PR #1059, opened 2026-06-05
Fix rename dropping a file-newer durable annotation (#1040 × #1041)

bloknayrb:
## Summary

master was RED: a regression from the interaction of two already-merged PRs — **#1041** (strengthened note-privacy rename test) and **#1051** (rename concurrency rewrite) — broke `tests/server/rename-document.test.ts`. Exactly one test failed:

> `renameDocument — note privacy (ADR-027) > a withFileSync merge that mutates a live note post-flush emits no channel event and stays hidden from Claude` — `expect(merged?.rev).toBe(2)` got `1`.

This turned out to be a **real durable-annotation data-loss bug on rename**, not an obsolete test.

## Root cause

#1051 rewrote `renameDocument` to write the new path-hash envelope via a **read-modify-write of the live Y.Doc** (RMW step 1, `persistSnapshot` → `snapshot()`), rather than moving the old envelope. `snapshot()` reads **only** the live Y.Maps.

#1041's test diverges the live note from the durable envelope: it flushes `note-1` at **rev 2** ("FILE BODY"), then mutates the live Y.Map to **rev 1** ("LIVE BODY") via a `withInternal` write. The durable-sync observer skips `internal`, so **no debounced write is queued** — the envelope keeps rev 2 while the live map sits at rev 1.

During rename, the pure-live RMW snapshot **clobbers** the new envelope with the stale rev-1 record before `loadAndMerge` can read the old file's rev-2 content. The re-wire's `loadAndMerge` then reads that rev-1 envelope, finds nothing newer than the live rev-1 map, and the **rev-2 file record is lost on rename**. In the common case (live == file) this is invisible; #1041's divergent case exposed it.

Confirmed by instrumented trace: envelope-after-flush = rev 2 ✓, but new-envelope-after-rename = rev 1 ✗ (the rev-2 content was dropped).

## Fix

Fold the **OLD envelope's alive records forward into the live Y.Doc before the RMW snapshot** (`Fold 0` in `renameDocument`), so the file-newer record wins and lands in the new envelope:

- New `mergeEnvelopeForward(ydoc, file, docHash)` helper in `annotations/sync.ts`, **reusing the existing `mergeMap` / `pickWinner` file-wins-by-rev path** (not a re-implementation).
- Writes through `withFileSync` — no raw `doc.transact`, no channel echo, no durable re-echo loop, ADR-027-safe for notes (the #1041 test still asserts zero channel events).
- Respects the effective tombstone ledger (in-memory ∪ file, highest-rev) so a just-deleted record is **not** resurrected; computed into a local map so the shared ledger is not mutated as a side effect.
- Best-effort wrapped: a read/merge failure can never flip a committed rename to "error" (worst case degrades to the prior live-only snapshot).
- Idempotent no-op in the common case (live == file ties on rev).

**All of #1051's resurrection / rollback / step-2 fixes are preserved** — the a/a2/a3 windows, the rollback test, and the re-wire-failure stale-observer disposal are untouched. The #1017 Finding C `closeStore`-before-teardown ordering is intact. The #1041 assertion was **not** weakened or deleted.

## Verification

- `npx vitest run tests/server/rename-document.test.ts` — **22/22 pass** (the #1041 note test AND every #1051 concurrency/rollback/step-2 test).
- New regression test (`renameDocument — file-newer annotation survival`) asserts a **non-note comment** that is newer in the OLD file wins the rename merge and survives durably — verified RED before the fix, GREEN after. Independent of the ADR-027 privacy framing; the #1041 note test remains the primary privacy guard.
- `npx vitest run tests/server/annotations tests/server/events` — no regressions (240 pass / 3 skipped).
- `npm run typecheck` — green.
- `npm run audit:origins` — clean.
- One pre-existing, environment-only failure in `file-opener-lifecycle.test.ts` (`ENOENT` copying a missing `node_modules/mammoth` test fixture) reproduces on clean `master` and is unrelated to this change (no `.docx` path touched).

## Adversarial review

The `Agent` tool was unavailable in this context, so I invoked the `code-review` skill at high effort and manually walked the `crdt-reviewer` and `annotation-model-reviewer` checklists against the diff. No correctness findings survived; one defensive cleanup (avoid mutating the shared tombstone ledger in the new helper) was applied. **Please run the real `crdt-reviewer` + `annotation-model-reviewer` specialist re-reviews.**

---


bloknayrb:
**Review verdict: APPROVE** (posted as a comment — the review identity authored the PR). The requested real specialist re-reviews ran: `crdt-reviewer` and `annotation-model-reviewer`. Both APPROVE with no correctness findings.

**Adjudication: the data-loss claim is correct, and #1058 (merged earlier today to un-red master) was the wrong fix.** `loadAndMerge`/`pickWinner` make file-wins-by-rev the global contract — every open/reload applies a file-newer record over live. #1051's pure-live RMW silently exempted rename from that contract as an unintended side effect of closing the tombstone windows, and #1058 then adapted the test to the broken behavior, removing the regression coverage rather than the regression. This PR restores the contract. Mea culpa on #1058's "by design" framing — this review supersedes it.

### Verified (both lenses)

- **`mergeEnvelopeForward` is correctly gated and tagged:** real `mergeMap`/`pickWinner` reuse (tie → ymap → no spurious write in the live==file common case); strict `stone.rev > rec.rev` tombstone gate matching `loadAndMerge`; `effectiveRev` is a local Map — the shared ledger is read-only; `withFileSync` is in both `CHANNEL_SKIP` and `DURABLE_SKIP`, so the fold emits no channel event (ADR-027-safe for notes AND folded comments — the comment-emit path is unreachable under file-sync) and queues no debounced echo — correct precisely because RMW step 1 snapshots the Y.Map synchronously after.
- **No new resurrection window:** a DELETE between Fold 1 and the snapshot lands in the oldHash ledger and is recovered by the re-wire's `migrateTombstonesFrom` fold + step-1b flush — the same transient dynamic #1051's own snapshot already had, not widened. The Y.Map-present transient set is corrected before the rename returns, under an origin that can't emit.
- **Lifecycle safe:** monotonic `rev` means a live accepted@5 is never reverted by a file pending@3; a concurrent `editAnnotation` during the fold's single await bumps live higher and wins.
- **Replies:** `mergeEnvelopeForward` folds the reply map too — a file-newer reply was *also* lost on rename under #1051; this rescues it. Improvement, not residual.
- **All #1051 invariants preserved:** a/a2/a3, rollback ordering, `!rewired` step-2 gating, #1017 Finding C — untouched. Best-effort catch degrades to the prior live-only snapshot, never corrupts.
- **The new file-newer comment test genuinely pins the bug** (red without Fold 0 via both the live and durable assertions), and is the better guard for the loss class since it's Claude-visible and independent of the privacy framing.

### Merge arrangement (the branch predates #1058 — `rename-document.test.ts` conflicts)

Per the crdt-reviewer: **restore this branch's rename-driven ADR-027 note test** (it passes again with Fold 0 and exercises the real production rename path end-to-end), dropping master's #1058 adaptation of that block — I'll keep the #1058 re-wire variant relabeled as standalone `loadAndMerge` open/reload coverage, since it exercises a distinct production path. The new file-newer survival test + restored note test together cover loss (comment) and privacy (note) through rename.

### Non-blocking notes

1. "Fold 0" executes *after* "Fold 1" — the numbering reads backwards against execution order; one clarifying line on the Fold-0 comment would prevent a misread.
2. The discarded `mergeMap` return for replies deserves a one-liner noting `persistSnapshot` owns persistence.
3. Fold 0's fresh `createStore(oldHash).load()` is an extra disk read of a file conceptually in hand — safest as-is, noting only.

---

**Problem details**
Write out every line of the material exactly as it appears.

**Completed task**
PR #1059, opened 2026-06-05
Fix rename dropping a file-newer durable annotation (#1040 × #1041)

bloknayrb:
## Summary

master was RED: a regression from the interaction of two already-merged PRs — **#1041** (strengthened note-privacy rename test) and **#1051** (rename concurrency rewrite) — broke `tests/server/rename-document.test.ts`. Exactly one test failed:

> `renameDocument — note privacy (ADR-027) > a withFileSync merge that mutates a live note post-flush emits no channel event and stays hidden from Claude` — `expect(merged?.rev).toBe(2)` got `1`.

This turned out to be a **real durable-annotation data-loss bug on rename**, not an obsolete test.

## Root cause

#1051 rewrote `renameDocument` to write the new path-hash envelope via a **read-modify-write of the live Y.Doc** (RMW step 1, `persistSnapshot` → `snapshot()`), rather than moving the old envelope. `snapshot()` reads **only** the live Y.Maps.

#1041's test diverges the live note from the durable envelope: it flushes `note-1` at **rev 2** ("FILE BODY"), then mutates the live Y.Map to **rev 1** ("LIVE BODY") via a `withInternal` write. The durable-sync observer skips `internal`, so **no debounced write is queued** — the envelope keeps rev 2 while the live map sits at rev 1.

During rename, the pure-live RMW snapshot **clobbers** the new envelope with the stale rev-1 record before `loadAndMerge` can read the old file's rev-2 content. The re-wire's `loadAndMerge` then reads that rev-1 envelope, finds nothing newer than the live rev-1 map, and the **rev-2 file record is lost on rename**. In the common case (live == file) this is invisible; #1041's divergent case exposed it.

Confirmed by instrumented trace: envelope-after-flush = rev 2 ✓, but new-envelope-after-rename = rev 1 ✗ (the rev-2 content was dropped).

## Fix

Fold the **OLD envelope's alive records forward into the live Y.Doc before the RMW snapshot** (`Fold 0` in `renameDocument`), so the file-newer record wins and lands in the new envelope:

- New `mergeEnvelopeForward(ydoc, file, docHash)` helper in `annotations/sync.ts`, **reusing the existing `mergeMap` / `pickWinner` file-wins-by-rev path** (not a re-implementation).
- Writes through `withFileSync` — no raw `doc.transact`, no channel echo, no durable re-echo loop, ADR-027-safe for notes (the #1041 test still asserts zero channel events).
- Respects the effective tombstone ledger (in-memory ∪ file, highest-rev) so a just-deleted record is **not** resurrected; computed into a local map so the shared ledger is not mutated as a side effect.
- Best-effort wrapped: a read/merge failure can never flip a committed rename to "error" (worst case degrades to the prior live-only snapshot).
- Idempotent no-op in the common case (live == file ties on rev).

**All of #1051's resurrection / rollback / step-2 fixes are preserved** — the a/a2/a3 windows, the rollback test, and the re-wire-failure stale-observer disposal are untouched. The #1017 Finding C `closeStore`-before-teardown ordering is intact. The #1041 assertion was **not** weakened or deleted.

## Verification

- `npx vitest run tests/server/rename-document.test.ts` — **22/22 pass** (the #1041 note test AND every #1051 concurrency/rollback/step-2 test).
- New regression test (`renameDocument — file-newer annotation survival`) asserts a **non-note comment** that is newer in the OLD file wins the rename merge and survives durably — verified RED before the fix, GREEN after. Independent of the ADR-027 privacy framing; the #1041 note test remains the primary privacy guard.
- `npx vitest run tests/server/annotations tests/server/events` — no regressions (240 pass / 3 skipped).
- `npm run typecheck` — green.
- `npm run audit:origins` — clean.
- One pre-existing, environment-only failure in `file-opener-lifecycle.test.ts` (`ENOENT` copying a missing `node_modules/mammoth` test fixture) reproduces on clean `master` and is unrelated to this change (no `.docx` path touched).

## Adversarial review

The `Agent` tool was unavailable in this context, so I invoked the `code-review` skill at high effort and manually walked the `crdt-reviewer` and `annotation-model-reviewer` checklists against the diff. No correctness findings survived; one defensive cleanup (avoid mutating the shared tombstone ledger in the new helper) was applied. **Please run the real `crdt-reviewer` + `annotation-model-reviewer` specialist re-reviews.**

---


bloknayrb:
**Review verdict: APPROVE** (posted as a comment — the review identity authored the PR). The requested real specialist re-reviews ran: `crdt-reviewer` and `annotation-model-reviewer`. Both APPROVE with no correctness findings.

**Adjudication: the data-loss claim is correct, and #1058 (merged earlier today to un-red master) was the wrong fix.** `loadAndMerge`/`pickWinner` make file-wins-by-rev the global contract — every open/reload applies a file-newer record over live. #1051's pure-live RMW silently exempted rename from that contract as an unintended side effect of closing the tombstone windows, and #1058 then adapted the test to the broken behavior, removing the regression coverage rather than the regression. This PR restores the contract. Mea culpa on #1058's "by design" framing — this review supersedes it.

### Verified (both lenses)

- **`mergeEnvelopeForward` is correctly gated and tagged:** real `mergeMap`/`pickWinner` reuse (tie → ymap → no spurious write in the live==file common case); strict `stone.rev > rec.rev` tombstone gate matching `loadAndMerge`; `effectiveRev` is a local Map — the shared ledger is read-only; `withFileSync` is in both `CHANNEL_SKIP` and `DURABLE_SKIP`, so the fold emits no channel event (ADR-027-safe for notes AND folded comments — the comment-emit path is unreachable under file-sync) and queues no debounced echo — correct precisely because RMW step 1 snapshots the Y.Map synchronously after.
- **No new resurrection window:** a DELETE between Fold 1 and the snapshot lands in the oldHash ledger and is recovered by the re-wire's `migrateTombstonesFrom` fold + step-1b flush — the same transient dynamic #1051's own snapshot already had, not widened. The Y.Map-present transient set is corrected before the rename returns, under an origin that can't emit.
- **Lifecycle safe:** monotonic `rev` means a live accepted@5 is never reverted by a file pending@3; a concurrent `editAnnotation` during the fold's single await bumps live higher and wins.
- **Replies:** `mergeEnvelopeForward` folds the reply map too — a file-newer reply was *also* lost on rename under #1051; this rescues it. Improvement, not residual.
- **All #1051 invariants preserved:** a/a2/a3, rollback ordering, `!rewired` step-2 gating, #1017 Finding C — untouched. Best-effort catch degrades to the prior live-only snapshot, never corrupts.
- **The new file-newer comment test genuinely pins the bug** (red without Fold 0 via both the live and durable assertions), and is the better guard for the loss class since it's Claude-visible and independent of the privacy framing.

### Merge arrangement (the branch predates #1058 — `rename-document.test.ts` conflicts)

Per the crdt-reviewer: **restore this branch's rename-driven ADR-027 note test** (it passes again with Fold 0 and exercises the real production rename path end-to-end), dropping master's #1058 adaptation of that block — I'll keep the #1058 re-wire variant relabeled as standalone `loadAndMerge` open/reload coverage, since it exercises a distinct production path. The new file-newer survival test + restored note test together cover loss (comment) and privacy (note) through rename.

### Non-blocking notes

1. "Fold 0" executes *after* "Fold 1" — the numbering reads backwards against execution order; one clarifying line on the Fold-0 comment would prevent a misread.
2. The discarded `mergeMap` return for replies deserves a one-liner noting `persistSnapshot` owns persistence.
3. Fold 0's fresh `createStore(oldHash).load()` is an extra disk read of a file conceptually in hand — safest as-is, noting only.

---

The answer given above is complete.